## The task:
Take every line from the records below that includes the word "console".

## Data shown:
____

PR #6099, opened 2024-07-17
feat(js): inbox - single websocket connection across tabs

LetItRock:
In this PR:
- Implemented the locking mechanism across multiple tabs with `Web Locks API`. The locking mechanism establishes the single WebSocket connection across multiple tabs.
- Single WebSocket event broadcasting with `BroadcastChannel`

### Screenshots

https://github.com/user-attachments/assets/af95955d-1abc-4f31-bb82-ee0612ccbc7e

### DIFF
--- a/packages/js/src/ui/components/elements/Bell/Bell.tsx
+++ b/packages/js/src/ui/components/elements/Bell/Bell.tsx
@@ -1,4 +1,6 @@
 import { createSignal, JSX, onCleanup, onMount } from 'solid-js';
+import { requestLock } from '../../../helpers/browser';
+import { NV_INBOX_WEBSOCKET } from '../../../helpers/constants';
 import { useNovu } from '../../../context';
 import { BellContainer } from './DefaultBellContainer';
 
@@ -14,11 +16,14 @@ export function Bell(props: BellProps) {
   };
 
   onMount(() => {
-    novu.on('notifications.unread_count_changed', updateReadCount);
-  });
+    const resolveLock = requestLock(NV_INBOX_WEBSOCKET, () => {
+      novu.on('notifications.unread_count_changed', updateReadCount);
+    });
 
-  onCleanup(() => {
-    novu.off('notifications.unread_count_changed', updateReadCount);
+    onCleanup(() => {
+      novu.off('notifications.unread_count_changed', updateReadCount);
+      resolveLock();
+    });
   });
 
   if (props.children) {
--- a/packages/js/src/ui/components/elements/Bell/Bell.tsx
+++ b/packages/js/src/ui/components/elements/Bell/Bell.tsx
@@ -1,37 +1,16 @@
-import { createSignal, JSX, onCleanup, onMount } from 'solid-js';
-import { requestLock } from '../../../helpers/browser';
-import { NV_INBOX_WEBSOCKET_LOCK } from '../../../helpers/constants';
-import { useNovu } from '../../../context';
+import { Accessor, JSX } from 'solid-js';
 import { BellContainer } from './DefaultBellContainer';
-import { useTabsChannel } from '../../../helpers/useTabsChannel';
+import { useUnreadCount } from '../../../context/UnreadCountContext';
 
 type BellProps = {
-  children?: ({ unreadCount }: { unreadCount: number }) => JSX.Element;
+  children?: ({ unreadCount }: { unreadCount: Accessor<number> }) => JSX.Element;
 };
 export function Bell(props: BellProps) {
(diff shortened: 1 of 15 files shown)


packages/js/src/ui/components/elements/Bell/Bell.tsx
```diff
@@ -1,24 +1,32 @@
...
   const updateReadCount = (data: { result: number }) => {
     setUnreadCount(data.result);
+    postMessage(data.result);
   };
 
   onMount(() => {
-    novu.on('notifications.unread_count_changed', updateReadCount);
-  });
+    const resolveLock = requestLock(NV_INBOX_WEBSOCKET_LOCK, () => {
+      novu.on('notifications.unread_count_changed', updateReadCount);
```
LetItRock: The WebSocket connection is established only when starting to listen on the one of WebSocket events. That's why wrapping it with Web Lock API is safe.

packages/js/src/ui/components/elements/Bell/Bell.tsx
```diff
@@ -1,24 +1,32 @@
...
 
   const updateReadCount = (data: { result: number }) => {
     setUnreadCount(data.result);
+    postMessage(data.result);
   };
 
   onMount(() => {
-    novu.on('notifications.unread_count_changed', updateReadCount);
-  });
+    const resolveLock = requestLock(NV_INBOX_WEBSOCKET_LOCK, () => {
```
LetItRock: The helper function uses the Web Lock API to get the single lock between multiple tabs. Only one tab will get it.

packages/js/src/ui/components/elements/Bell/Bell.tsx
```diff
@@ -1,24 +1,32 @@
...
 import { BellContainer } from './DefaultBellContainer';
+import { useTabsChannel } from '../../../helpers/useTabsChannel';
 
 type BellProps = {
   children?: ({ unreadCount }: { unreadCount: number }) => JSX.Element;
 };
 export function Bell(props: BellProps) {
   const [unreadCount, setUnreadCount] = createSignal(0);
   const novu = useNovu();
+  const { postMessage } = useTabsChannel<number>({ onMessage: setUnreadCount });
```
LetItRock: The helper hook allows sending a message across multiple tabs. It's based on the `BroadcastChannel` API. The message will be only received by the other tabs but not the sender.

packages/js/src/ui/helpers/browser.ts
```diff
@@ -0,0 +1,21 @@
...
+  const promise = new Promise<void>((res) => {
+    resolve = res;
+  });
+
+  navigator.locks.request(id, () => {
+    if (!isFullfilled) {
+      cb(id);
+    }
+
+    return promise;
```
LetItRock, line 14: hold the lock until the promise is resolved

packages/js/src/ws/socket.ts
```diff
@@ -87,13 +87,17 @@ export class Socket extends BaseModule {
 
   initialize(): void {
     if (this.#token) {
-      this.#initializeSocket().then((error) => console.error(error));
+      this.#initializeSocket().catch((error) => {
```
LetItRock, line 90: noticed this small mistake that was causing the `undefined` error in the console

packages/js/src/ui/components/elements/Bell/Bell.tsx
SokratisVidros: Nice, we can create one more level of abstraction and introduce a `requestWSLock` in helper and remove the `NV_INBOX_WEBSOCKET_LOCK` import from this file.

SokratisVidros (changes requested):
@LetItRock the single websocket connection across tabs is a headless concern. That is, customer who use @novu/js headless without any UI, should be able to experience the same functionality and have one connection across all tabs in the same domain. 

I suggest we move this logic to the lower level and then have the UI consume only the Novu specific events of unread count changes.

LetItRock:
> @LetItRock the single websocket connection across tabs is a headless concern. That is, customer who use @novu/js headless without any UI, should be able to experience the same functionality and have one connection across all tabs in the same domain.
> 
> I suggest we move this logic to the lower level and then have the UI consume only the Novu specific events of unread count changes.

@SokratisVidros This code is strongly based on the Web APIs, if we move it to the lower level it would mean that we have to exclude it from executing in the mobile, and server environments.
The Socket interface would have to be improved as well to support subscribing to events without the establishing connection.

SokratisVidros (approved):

____

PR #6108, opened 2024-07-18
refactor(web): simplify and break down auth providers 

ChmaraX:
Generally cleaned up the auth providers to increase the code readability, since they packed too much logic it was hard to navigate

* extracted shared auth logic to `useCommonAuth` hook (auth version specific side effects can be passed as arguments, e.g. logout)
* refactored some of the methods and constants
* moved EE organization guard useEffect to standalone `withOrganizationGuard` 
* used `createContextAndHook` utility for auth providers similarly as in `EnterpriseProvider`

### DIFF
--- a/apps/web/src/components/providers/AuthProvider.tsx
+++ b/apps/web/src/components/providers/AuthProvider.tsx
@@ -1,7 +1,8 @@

____

## The answer:
-      this.#initializeSocket().then((error) => console.error(error));
LetItRock, line 90: noticed this small mistake that was causing the `undefined` error in the console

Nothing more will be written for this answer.